One morning I ate a rudimentary breakfast there as the girls slept. One night I went there on the thin hope that the northern lights would be visible. No dice.

I spent a few minutes tooling around Eau Claire, Wis., on the Saturday morning on the way up to Minnesota. One thing I saw in passing was the impressive Sacred Heart-St. Patrick Parish church.
Unfortunately, the church was closed.

A little later that day we stopped at Leinenkugel Brewery in Chippewa Falls. The tourist-facing part of the operation is known as the Leinie Lodge®, which “is filled with historical photos, vintage brewing equipment and plenty of Leinie’s wearables and collectibles to take home,” notes the brewery web site. There’s also a bar. Guess what it serves.

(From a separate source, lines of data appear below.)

PR #8935, opened 2023-10-30
feat(spanner): support of uint datatype for gorm.Model 

rahul2393:
Golang ORM (GORM) customers use [gorm.Model](https://gorm.io/docs/models.html#gorm-Model) for declaring the models in application code, this PR will add support of `uint` type in Cloud Spanner client library since Cloud Spanner does not support uint datatype natively


spanner/value.go
```diff
@@ -3471,6 +3471,30 @@ func encodeValue(v interface{}) (*proto3.Value, *sppb.Type, error) {
 			}
 		}
 		pt = listType(intType())
+	case uint:
```
harshachinta, line 3474: nit: shouldnt' we add support for uint type in `decodeValue` method also?

harshachinta (approved):

spanner/value.go
olavloite: +1

rahul2393: gorm.Model tests were able decode to uint with making any changes in `decodeValue` function, seems like `default` case is sufficient, let me add tests validating it

codyoss:
@rahul2393 do we still want this change?

codyoss:
@rahul2393 see my comment above

PR #8938, opened 2023-10-30
test(storage): add object to encryption test to reduce rate limit issues

### LINKED ISSUE #8727: storage: TestIntegration_Encryption failed
Note: #5473 was also for this test, but it was closed more than 10 days ago. So, I didn't mark it flaky.

----

commit: 3a4ec650177be4d48aa7a0b8a22ea2b211522d80
buildURL: [Build Status](https://source.cloud.google.com/results/invocations/9dca3e3f-3c69-4054-b44b-687745e52aeb), [Sponge](http://sponge2/9dca3e3f-3c69-4054-b44b-687745e52aeb)
status: failed
<details><summary>Test output</summary><br><pre>    integration_test.go:2570: googleapi: Error 429: The object go-integration-test-1697440231333269397-01/customer-encryption-2 exceeded the rate limit for object mutation operations (create, update, and delete). Please reduce your request rate. See https://cloud.google.com/storage/docs/gcs429., rateLimitExceeded</pre></details>

BrennaEpp:
Fixes #8727 

Test may fail again as we are writing several times to obj2 in a short amount of time. May need to add another object/more carefully interleave this one (to make sure we are still testing the same things). For now, adding this may be sufficient.


storage/integration_test.go
```diff
@@ -2513,9 +2513,13 @@ func TestIntegration_Encryption(t *testing.T) {
...
 		checkRead("first object", obj, key, contents)
 
+		// We create 2 objects here and we can interleave operations to get around
+		// the rate limit for object mutation operations (create, update, and delete).
 		obj2 := client.Bucket(bucket).Object("customer-encryption-2")
+		obj4 := client.Bucket(bucket).Object("customer-encryption-4")
+
 		// Copying an object without the key should fail.
-		if _, err := obj2.CopierFrom(obj).Run(ctx); err == nil {
+		if _, err := obj4.CopierFrom(obj).Run(ctx); err == nil {
```
frankyn, line 2522: looks like you can update lines 2526 - 2530 to use obj4 as well.

BrennaEpp: That is true, but the objective here is to not use the same object consecutively if we can avoid it as the rate limit for objects is one create/update/delete per second. So IIUC L2562 will not hit that limit even if it occurs in the same second as 2522 - if we use the same object, it might.

frankyn (approved):

tritone (approved):

PR #8941, opened 2023-10-30
test(bigquery): OpenTelemetry tracing support

alvarowolfx:
Soon we are gonna start supporting OpenTelemetry tracing and sunset OpenCensus support. This PR test the internal changes being made on #8655 against BigQuery SDK as we go through the transition. Initially we are gonna be testing both observability libraries, but later we are gonna be supporting only Otel, so this PR matches this effort on the BigQuery SDK.

This is only for tracing. Metrics is still in discussion as we use the OpenCensus API more directly.

Dependes on #8655

### DIFF
--- a/bigquery/trace_integration_test.go
+++ b/bigquery/trace_integration_test.go
@@ -16,20 +16,54 @@ package bigquery
 
 import (
 	"context"
+	"os"
 	"strings"
 	"testing"
 	"time"
 
 	"go.opencensus.io/trace"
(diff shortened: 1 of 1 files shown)


shollyman (approved):

codyoss:
@alvarowolfx is this a change we still want?

codyoss:
@alvarowolfx see my comment above

alvarowolfx:
superseded by #11231

PR #8953, opened 2023-11-01
feat(spanner): add methods to return Row fields

harshachinta:
This PR adds code changes to return cloud spanner `Type` and `Value` of [Row](https://github.com/googleapis/google-cloud-go/blob/ce5b884fba64fd7a124ddddb8869efcd48c070f4/spanner/row.go#L88) object which could be used for executor framework for other conversions.


spanner/row.go
```diff
@@ -174,6 +174,22 @@ func (r *Row) ColumnNames() []string {
...
+func (r *Row) ColumnType(i int) *sppb.Type {
+	if i < 0 || i >= len(r.fields) {
+		return nil
+	}
+	return r.fields[i].Type
+}
+
+// ColumnValue returns the Cloud Spanner Value of column i, or nil for invalid column.
+func (r *Row) ColumnValue(i int) *proto3.Value {
+	if i < 0 || i >= len(r.fields) {
```
rahul2393, line 187:
```suggestion
	if i < 0 || i >= len(r.vals) {
```

rahul2393 (approved):

spanner/row.go
harshachinta: Thanks for catching this!

PR #8972, opened 2023-11-03
feat(datastore): Adding BeginLater transaction option implementation

bhshkh:
**What is new_transaction ?**
ReadOptions are the options shared by Datastore read requests. 
[new_transaction](https://github.com/googleapis/go-genproto/blob/478b75c54725e54e5f92966212c6572c091596aa/googleapis/datastore/v1/datastore.pb.go#L1794-L1803) is a [consistency type](https://github.com/googleapis/go-genproto/blob/478b75c54725e54e5f92966212c6572c091596aa/googleapis/datastore/v1/datastore.pb.go#L1708) in ReadOptions. When new_transaction is used in a read request, a new transaction is begun for the request.

This PR adds following:

1. BeginLater transaction option implementation
2. Mutex for state in the transaction struct

Currently, when user calls NewTransaction method, client library makes a BeginTransaction rpc call and obtains transaction id. Reads (RunQuery / RunAggregationQuery / LookupRequest), Commit and Rollback use this transaction id in ReadOptions of rpc request.

Without BeginLater transaction option: the above behavior remains unchanged.

With BeginLater transaction option:
1. Calling NewTransaction method does not make a BeginTransaction rpc call.
2. The first read rpc passes new_transaction as consistency type to obtain transaction id.
3. If there is no read called before commit / rollback, begin transaction is called to obtain transaction id before commit / rollback rpc.
Since there is one less round trip to the Datastore service in point 1 above, user may see lesser latencies when using BeginLater transaction option.


datastore/transaction.go
```diff
@@ -159,47 +157,99 @@ func (c *Client) NewTransaction(ctx context.Context, opts ...TransactionOption)
...
+		return nil
+	}
+
+	txnID, err := t.beginTransaction()
+	if err != nil {
+		return err
+	}
+
+	t.id = txnID
+	t.state = transactionStateInProgress
```
danieljbruce, line 228: Would it make sense to have a specific function responsible for saving the id and saving the new state since we do this in several places?

datastore/transaction.go
```diff
@@ -299,12 +356,70 @@ func (t *Transaction) Rollback() (err error) {
...
+		}
+	}
+	return opts, nil
+}
+
+func (t *Transaction) get(spanName string, keys []*Key, dst interface{}) (err error) {
+	t.ctx = trace.StartSpan(t.ctx, spanName)
+	defer func() { trace.EndSpan(t.ctx, err) }()
+
+	if t.state == transactionStateNotStarted {
```
danieljbruce, line 402: It looks like this business logic also exists in `nextBatch`. Maybe the `defer` gets in the way of being able to move this into a common function, but is there any way for this mutex locking logic to live in only one place? Perhaps this can be done using a decorator pattern?

danieljbruce (commented):
Initial review with a few comments and questions

datastore/transaction.go
bhshkh: I couldn't find a way to implement decorator pattern but used [this](https://stackoverflow.com/a/68935422/2419636) as reference to move defer to new function.

datastore/query.go
```diff
@@ -946,12 +959,35 @@ func (t *Iterator) nextBatch() error {
 		q.Limit = nil
 	}
```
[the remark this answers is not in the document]
bhshkh: nextBatch is used at all these locations: https://github.com/search?q=repo%3Agoogleapis%2Fgoogle-cloud-go+path%3A%2F%5Edatastore%5C%2F%2F+nextBatch&type=code

runAggregationQuery mutex locking is here https://github.com/googleapis/google-cloud-go/pull/8972/files#diff-c04af33c4c45ff4606abe36bd859432effb278cca4146d3f818e540f0479fd8dR792-R794

bhshkh:

danieljbruce:
Does this client support retry transactions? Like before any of these changes, if the user provides an id when creating a transaction then will calling a read function make a grpc read request with that transaction id like it does in Node Datastore?

danieljbruce (commented):
Added one question about retry transactions to make sure there is parity with the Node client.

bhshkh:
> Does this client support retry transactions? Like before any of these changes, if the user provides an id when creating a transaction then will calling a read function make a grpc read request with that transaction id like it does in Node Datastore?

before and after any of these changes, no. Go client did not have retry transaction support

datastore/transaction_test.go
```diff
@@ -88,3 +88,398 @@ func TestNewTransaction(t *testing.T) {
...
+				{
+					wantReq: commitReq,
+					resp:    commitRes,
+				},
+			},
+			ops:      []string{"RunAggregationQuery", "Get", "Put", "Commit"},
+			settings: &transactionSettings{},
+		},
+		{
+			desc: "[RunAggregationQuery, Get, Put, Commit] BeginLater. RunAggregationQuery passes new_transaction",
```
danieljbruce, line 388: It looks like this test verifies that runAggregationQuery will pass in new transaction options. Just for my own knowledge though, what change in this PR allows newTransaction options to be passed in for the runAggregationQuery call? Does runAggregationQuery make a call to the new `parseReadOptions()`?

datastore/transaction_test.go
```diff
@@ -88,3 +88,398 @@ func TestNewTransaction(t *testing.T) {
 		}
 	}
 }
+
```
danieljbruce, line 91: nit: Other tests to consider if necessary:
1. Make sure readTime is passed along for read only transactions
2. Make sure prevId is passed along and used for read/write transactions

danieljbruce (approved):
LGTM overall. Just a few nits and questions.

datastore/transaction_test.go
bhshkh: RunAggregationQuery makes call to parseQueryReadOptions which calls parseReadOptions

 https://github.com/googleapis/google-cloud-go/pull/8972/files#diff-c04af33c4c45ff4606abe36bd859432effb278cca4146d3f818e540f0479fd8dR806

datastore/transaction_test.go
bhshkh: 1. Tested here: https://github.com/googleapis/google-cloud-go/pull/8972/files#diff-8a638c1c614640f81c811cc62b5e9bacbb8b17493e158922ccb9ee004d4ffe70R70-R80
2. prevId is not being used anywhere in Go client library.

datastore/transaction.go
```diff
@@ -159,47 +157,115 @@ func (c *Client) NewTransaction(ctx context.Context, opts ...TransactionOption)
...
+		// Check whether state changed while waiting to acquire lock
+		if t.state == transactionStateNotStarted {
+			return func() { t.stateLock.Unlock() }
+		}
+		t.stateLock.Unlock()
+	}
+	return func() {}
+}
+
+func (t *Transaction) startProgress(id []byte) {
```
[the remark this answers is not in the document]
bhshkh: Resolved in https://github.com/googleapis/google-cloud-go/pull/10032

datastore/transaction.go
```diff
@@ -159,47 +157,115 @@ func (c *Client) NewTransaction(ctx context.Context, opts ...TransactionOption)
...
+	txnID, err := t.beginTransaction()
+	if err != nil {
+		return err
+	}
+
+	t.startProgress(txnID)
+	return nil
+}
+
+// Acquire state lock if transaction has not started
```
gkevinzheng, line 231: Could you add to the comment for `acquireLock` more about what it is, what its return value signifies, and how it's used in other parts of the PR? It does a lot more than simply acquiring the state lock.

Also because this function does a lot more than just acquiring the state lock, could you rename the function to reflect that?

datastore/transaction.go
bhshkh: Added

datastore/transaction.go
bhshkh: Resolved in https://github.com/googleapis/google-cloud-go/pull/10063

datastore/query_test.go
```diff
@@ -889,6 +886,8 @@ func TestAggregationQueryIsNil(t *testing.T) {
 }
 
 func TestValidateReadOptions(t *testing.T) {
+	eventualInTxnErr := errors.New("datastore: cannot use EventualConsistency query in a transaction")
```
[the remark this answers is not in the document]
bhshkh: Resolved in https://github.com/googleapis/google-cloud-go/pull/10063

Boy, the Leinie Lodge was crowded. That’s the result of years of clever advertising (autoplay) and what we get for going on a Saturday morning. But that wasn’t the irritating part, not really. Leinenkugel Brewery tours cost $10. Admission for a brewery tour?

I’ve been on brewery and vineyard and distillery tours all over the world, including a beer brewery in Denmark, a bourbon maker in Kentucky, a winery in Western Australia and a sake brewery in Japan, and that’s one thing I haven’t run across. Because, you know, the tour is marketing — building goodwill — introducing new customers to your product — not a damned revenue stream. For the birds, Leinenkugel, for the birds.

But I have to confess that Lilly wanted a Leinenkugel shirt, so I got her one. Her souvenir for the trip. I got a couple of postcards.

On the way back from Minnesota, as I’ve mentioned, we ate lunch in Madison, Wis., at the excellent Monty’s Blue Plate Diner.

Across the street from Monty’s is the Barrymore Theatre. I like its looks.

Various live acts play at the Barrymore. Looking at the upcoming list, I see that They Might Be Giants will be there in October after dates in the UK, Germany and Canada. Maybe I should see them again — it’s been almost 30 years now — but it’s a Tuesday show, so I don’t think I’ll make it.

One more thing. At a rest stop on I-94 near Black River Falls, Wis., there’s a state historical marker honoring, at some length, the passenger pigeon. Among other things, the marker says: “The largest nesting on record anywhere occurred in this area in 1871. The nesting ground covered 850 square miles with an estimated 136,000,000 pigeons.

“John Muir described the passenger pigeons in flight, ‘I have seen flocks streaming south in the fall so large that they were flowing from horizon to horizon in an almost continuous stream all day long.’ “

Wow. 136 million pigeons more or less in the same place? A marvel to behold, I’m sure. That and an amazing amount of noise and a monumental torrent of droppings.